James' shot is a big thing for the wolves this season, hopefully he brings some consistancy to the 3pt line where we lacked it last season


----------



## JuX (Oct 11, 2005)

Yep.

I don't remember it correctly, but KG did get double-teamed often. Sixers, and is that Nuggets?


----------



## JuX (Oct 11, 2005)

1. Denver
2. Minnesota
3. Utah

Denver's still a proven team.

Utah could surprise us all, unless Minnesota finds a way to get back to where they once used to be. Right now, I don't know whether Minny is still a potential to win the division. 

Please surprise me.


----------



## endora60 (Jan 5, 2006)

*Jazz:* Best potential/talent in the Nortwest. IF Kirilenko stays healthy and IF Boozer doesn't malinger most of the season, the Jazz should beat the Nuggets and take the division.That won't happen. AK is an eternal injury, and Boozer is...well, he's Boozer.

*Wolves:* Bad chemistry. Kevin Garnett is in a wasteland. Pity him.

*Sonics:* Chemistry worse than the Wolves. Ray Allen is in a wasteland. Pity him.
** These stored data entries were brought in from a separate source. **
PR #4811, opened 2025-12-03
Add a Link New Device screen (behind a feature flag).

pixlwave:

- Add a new button in the Settings screen to link a new device.
- Add a Link New Device screen that asks the user whether they're linking a phone or a computer (which determines whether we show a QR code or scan one.


ElementX/Resources/Localizations/en.lproj/Untranslated.strings
pixlwave, line 1: Added in the next commit and I'll squash on merge so did seem worthwhile editing this commit.

ElementX/Sources/Screens/Settings/SettingsScreen/SettingsScreenViewModel.swift
```diff
@@ -25,6 +25,7 @@ class SettingsScreenViewModel: SettingsScreenViewModelType, SettingsScreenViewMo
         
         super.init(initialViewState: .init(deviceID: userSession.clientProxy.deviceID,
                                            userID: userSession.clientProxy.userID,
+                                           showLinkNewDeviceButton: appSettings.newQRCodeLoginFlowsEnabled, // FIXME: Also needs server detection.
```
pixlwave: Requires https://github.com/matrix-org/matrix-rust-sdk/pull/5925

pixlwave:
Converting to draft while waiting for the PR in the SDK.

ElementX/Sources/Application/Settings/AppSettings.swift
```diff
@@ -399,6 +400,9 @@ final class AppSettings {
     @UserPreference(key: UserDefaultsKeys.linkPreviewsEnabled, defaultValue: false, storageType: .userDefaults(store))
     var linkPreviewsEnabled
     
+    @UserPreference(key: UserDefaultsKeys.newQRCodeLoginFlowsEnabled, defaultValue: false, storageType: .userDefaults(store))
+    var newQRCodeLoginFlowsEnabled
```
Velin92: Instead of being newQRCodeLoginFlowsEnabled shouldn't it be something like `linkDeviceWithOREnabled` ?

UnitTests/Sources/LinkNewDeviceScreenViewModelTests.swift
```diff
@@ -0,0 +1,13 @@
...
+// SPDX-License-Identifier: AGPL-3.0-only OR LicenseRef-Element-Commercial
+// Please see LICENSE files in the repository root for full details.
+//
+
+import XCTest
+
+@testable import ElementX
+
+@MainActor
+class LinkNewDeviceScreenViewModelTests: XCTestCase { }
```
Velin92: I guess you can remove this file

ElementX/Sources/Application/Settings/AppSettings.swift
pixlwave: Oh yep, I added this before really understanding everything that was needed, good point 👍
https://github.com/element-hq/element-x-ios/pull/4811/commits/ceb0cd68bdffd3f7acfd81a7ce01c01cacba64b1

UnitTests/Sources/LinkNewDeviceScreenViewModelTests.swift
pixlwave: Oh yeah good spot, the preview tests were enough in the end but I forgot to come back to remove this.

PR #4812, opened 2025-12-03
Ask to join restricted/space members access option

Velin92:
This option is only available when the knock FF is enabled and also the restricted/space members option is available, and will take place over the normal ask to join option (but only if such option was not already selected, in which case both will appear).
It essentially works the same way of the restricted/space members option, handling both a single and multiple case scenario.

Also added previews and tests for its logic.

### DIFF
--- a/ElementX/Sources/Screens/SecurityAndPrivacyScreen/SecurityAndPrivacyScreenModels.swift
+++ b/ElementX/Sources/Screens/SecurityAndPrivacyScreen/SecurityAndPrivacyScreenModels.swift
@@ -67,7 +67,7 @@ struct SecurityAndPrivacyScreenViewState: BindableState {
     }
     
     var isSpaceMembersOptionAvailable: Bool {
-        currentSettings.accessType.isSpaceUsers || isSpaceMembersOptionSelectable
+        currentSettings.accessType.isSpaceMembers || isSpaceMembersOptionSelectable
     }
     
     var isSpaceMembersOptionSelectable: Bool {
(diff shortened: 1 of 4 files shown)


ElementX/Sources/Screens/SecurityAndPrivacyScreen/SecurityAndPrivacyScreenModels.swift
```diff
@@ -185,6 +210,15 @@ enum SecurityAndPrivacyRoomAccessType: Equatable {
         }
     }
     
+    var isAskToJoinWithSpaceUsers: Bool {
+        switch self {
+        case .askToJoinWithSpaceUsers:
```
stefanceriu: You should probably replace `users` with `members` in `askToJoinWithSpaceUsers` and `spaceUsers`.

ElementX/Sources/Screens/SecurityAndPrivacyScreen/SecurityAndPrivacyScreenModels.swift
```diff
@@ -215,6 +249,7 @@ enum SecurityAndPrivacyScreenViewAction {
     case tryUpdatingEncryption(Bool)
     case editAddress
     case selectedSpaceMembersAccess
+    case selectedAskToJoinWithSpaceMembersAccess
```
stefanceriu, line 252: Like here, `SpaceMembers`

ElementX/Sources/Screens/SecurityAndPrivacyScreen/SecurityAndPrivacyScreenViewModel.swift
```diff
@@ -248,11 +250,29 @@ class SecurityAndPrivacyScreenViewModel: SecurityAndPrivacyScreenViewModelType,
...
+            return
+        }
+        
+        switch state.spaceSelection {
+        case .singleJoined(let joinedParent):
+            state.bindings.desiredSettings.accessType = .askToJoinWithSpaceUsers(spaceIDs: [joinedParent.id])
+        case .singleUnknown(let id):
+            state.bindings.desiredSettings.accessType = .askToJoinWithSpaceUsers(spaceIDs: [id])
+        case .empty:
+            break // Very edge case. We do nothing in this case.
```
stefanceriu, line 269: Should this be a fatal error then?

Velin92: it's okay, we don't want the app to crash, it's a very edge case that we will just not handle.

PR #4834, opened 2025-12-10
Fix issues with the last message in the room list being cleared, going missing or being slow to update.

pixlwave:
… by updating the SDK to include https://github.com/matrix-org/matrix-rust-sdk/pull/5932 amongst others.


stefanceriu (approved):
👌

PR #4835, opened 2025-12-10
Improve canSee Sec & Privacy check.

Velin92:
In this way the screen is only displayed if at least one option is available given the context of the JoinRule or if the room is also a space.


pixlwave (approved):
👌

PR #4836, opened 2025-12-10
Remove `eraseToStream` now that `any AsyncSequence` is available to us.

pixlwave:
This PR silences some deprecation warnings, the main one being that we no longer need to use `eraseToStream` now that we've dropped iOS 17 as `any AsyncSequence` is now available to us. I decided not to also jump onto the `Observations` bandwagon just yet, as I'd like to see if this is stable on CI and not make the 2 changes at once (given we previously tried `Observations` and reverted it pretty quickly).

### DIFF
--- a/ElementX/Sources/Services/Media/MediaUploadingPreprocessor.swift
+++ b/ElementX/Sources/Services/Media/MediaUploadingPreprocessor.swift
@@ -396,7 +396,7 @@ struct MediaUploadingPreprocessor {
     /// - Parameter url: the video URL
     /// - Returns: the URL for the resulting thumbnail and its sizing info as an `ImageProcessingResult`
     private func generateThumbnailForVideoAt(_ url: URL) async throws(MediaUploadingPreprocessorError) -> ImageProcessingInfo {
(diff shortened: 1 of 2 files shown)


ElementX/Sources/Other/Extensions/Observable.swift
```diff
@@ -7,7 +7,7 @@
 //
 
 import Foundation
-import Mutex
+import Synchronization
 
 extension Observable {
     /// Creates an async stream for the specified property on this object. We probably won't need this once SE-0475 is available:
```
Velin92, line 13: Can we try the iOS 26/ Swift 6 implementation and check if that works too?

pixlwave: > I decided not to also jump onto the Observations bandwagon just yet, as I'd like to see if this is stable on CI and not make the 2 changes at once (given we previously tried Observations and reverted it pretty quickly).

Can I do it next week given this thought process? 👆

Velin92 (approved):

PR #5531, opened 2026-05-01
Show which test suite failed in the UnitTest logs.

pixlwave:
Should help with a little less hunting through the logs.


stefanceriu (approved):
Noice 👌

PR #5542, opened 2026-05-05
Live Location Sharing: Show alert if user has no LLS permissions in the room.

### LINKED ISSUE #5544: [Task] Show alert if user has no permissions for live location sharing

Velin92:
We now check if the user has both the permissions to send `beacon` and `beaconInfo` events, before starting the LLS, in this way if either or both of the two permission are not available, we can show an alert to the user, to make this clear.

fixes #5544

### DIFF
--- a/ElementX/Sources/Screens/LocationSharing/LocationSharingScreenModels.swift
+++ b/ElementX/Sources/Screens/LocationSharing/LocationSharingScreenModels.swift
@@ -13,6 +13,7 @@ import MatrixRustSDK
 enum LocationSharingViewAlert: Hashable {
     case missingAuthorization
     case missingAlwaysAuthorization
+    case missingLiveLocationSharingPermission
     case liveLocationDisclaimer
     case liveLocationDurationSelection
     case mapError(MapLibreError)
@@ -213,6 +214,10 @@ extension AlertInfo where T == LocationSharingViewAlert {
                       message: L10n.dialogPermissionLiveLocationDescriptionIos(InfoPlistReader.main.bundleDisplayName),
                       primaryButton: primaryButton,
                       secondaryButton: secondaryButton)
+        case .missingLiveLocationSharingPermission:
+            self.init(id: alertID,
+                      title: L10n.screenShareLocationLiveLocationMissingPermissions,
+                      primaryButton: primaryButton)
         case .liveLocationDisclaimer:
             self.init(id: alertID,
                       title: L10n.screenShareLocationLiveLocationDisclaimerTitle,
--- a/ElementX/Sources/Screens/LocationSharing/LocationSharingScreenViewModel.swift
+++ b/ElementX/Sources/Screens/LocationSharing/LocationSharingScreenViewModel.swift
@@ -68,7 +68,7 @@ class LocationSharingScreenViewModel: LocationSharingScreenViewModelType, Locati
         case .close:
             actionsSubject.send(.close)
         case .startLiveLocation:
-            checkAlwaysShareLocationPermission()
+            startLiveLocation()
         case .selectLocation:
             guard let coordinate = state.bindings.mapCenterLocation else { return }
             let uncertainty = state.isSharingUserLocation ? context.geolocationUncertainty : nil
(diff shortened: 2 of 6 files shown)


ElementX/Sources/Screens/LocationSharing/LocationSharingScreenModels.swift
```diff
@@ -213,6 +214,11 @@ extension AlertInfo where T == LocationSharingViewAlert {
                       message: L10n.dialogPermissionLiveLocationDescriptionIos(InfoPlistReader.main.bundleDisplayName),
                       primaryButton: primaryButton,
                       secondaryButton: secondaryButton)
+        case .missingLiveLocationSharingPermission:
+            self.init(id: alertID,
+                      title: L10n.screenShareLocationLiveLocationMissingPermissions,
+                      message: nil,
```
pixlwave: This is the default value anyway
```suggestion
```

ElementX/Sources/Screens/LocationSharing/LocationSharingScreenViewModel.swift
```diff
@@ -231,6 +235,13 @@ class LocationSharingScreenViewModel: LocationSharingScreenViewModelType, Locati
         }
     }
     
+    private static let durationFormatter: DateComponentsFormatter = {
+        let formatter = DateComponentsFormatter()
+        formatter.unitsStyle = .full
+        formatter.allowedUnits = [.hour, .minute]
+        return formatter
+    }()
```
pixlwave, line 245: Unrelated to this PR specifically, but how come we're using this and not `.formatted(.whatever)` like we do elsewhere?

UnitTests/Sources/LocationSharingScreenViewModelTests.swift
```diff
@@ -467,4 +483,16 @@ struct LocationSharingScreenViewModelTests {
...
+        if let roomInfo = roomProxy.infoPublisher.value as? RoomInfoProxyMock,
+           let powerLevels = roomInfo.powerLevels as? RoomPowerLevelsProxyMock {
+            powerLevels.canOwnUserSendStateEventClosure = { event in
+                event == .beaconInfo ? canShareLiveLocation : false
+            }
+            powerLevels.canOwnUserSendMessageClosure = { messageType in
+                messageType == .beacon ? canShareLiveLocation : true
+            }
+        }
+    }
```
pixlwave: Can we use the existing `RoomPowerLevelsProxyMockConfiguration.powerLevelsConfiguration` instead of adding this? It doesn't look like there would be too much additional work involved and would keep things more reusable.

UnitTests/Sources/LocationSharingScreenViewModelTests.swift
```diff
@@ -172,8 +172,18 @@ struct LocationSharingScreenViewModelTests {
...
+    mutating func startLiveLocationWithoutPermission() {
+        setupViewModel(liveLocationManagerConfiguration: .init(authorizationStatus: .authorizedAlways),
+                       canShareLiveLocation: false)
+        context.send(viewAction: .startLiveLocation)
+        #expect(context.alertInfo?.id == .missingLiveLocationSharingPermission)
+    }
+
     // MARK: - Live Location Authorization Tests
-    
+
```
pixlwave: Don't forget to re-indent this file ;)

pixlwave (approved):
LGTM, only one main thought on the mock configuration, the rest is minor.

ElementX/Sources/Screens/LocationSharing/LocationSharingScreenViewModel.swift
Velin92: There is no way to get the same exact strings we have in the formatter here, using a modified `.formatted` of Duration.
The closest thing is this:
```
Duration.seconds(15 * 60).formatted(.units(allowed: [.hours, .minutes], width: .wide))
// "0 hours, 15 minutes"
```

Velin92: otherwise we would need to apply only minutes for the first and only hours for the latter two... which would work, but this means we would need to treat the three durations separately, and so hardcode the conversion instead of just using the formatter on the value directly... that's fine, is a bit less scalable but if you really prefer this approach we could do that.

PR #5545, opened 2026-05-05
Add an OAuthPresenterHook.

pixlwave:
This PR adds a new hook used within our OAuth presenters.


stefanceriu (approved):
it simple, it gud, I like 👍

*Blazers:* Portland should have everyone's sympathy and curiosity votes. They're no threat this year--but they will be, maybe next year, when they've assimilated all their newbies.

*Nuggets:* I'd like to think otherwise, but IMO Denver takes the division again--and probably goes a bit further than last year. I can see them advancing to the second round, with or without Kenyon Martin.


----------



## JuX (Oct 11, 2005)

Utah is the next possible thing if they keeps playing like that all season long.


----------



## Ruff Draft (Nov 21, 2004)

Utah & Denver are playing well. Minne has had some recent spurts. I hope they just keep it up!

MIKE JAMES WHERE ARE YOU!?


----------



## JuX (Oct 11, 2005)

XMATTHEWX said:


> Utah & Denver are playing well. Minne has had some recent spurts. I hope they just keep it up!
> 
> *MIKE JAMES WHERE ARE YOU!?*


He got abducted by an alien. Specifically speaking, Sam Cassell.


----------



## Ruff Draft (Nov 21, 2004)

If we can play better ball I think we come in 2nd to Utah. We can be just as good as Denver however my homerism is kicking in...


----------



## JuX (Oct 11, 2005)

I'm rooting for Utah, truthfully, to win the NW instead of Denver. Without Boozer, they still are able to.


----------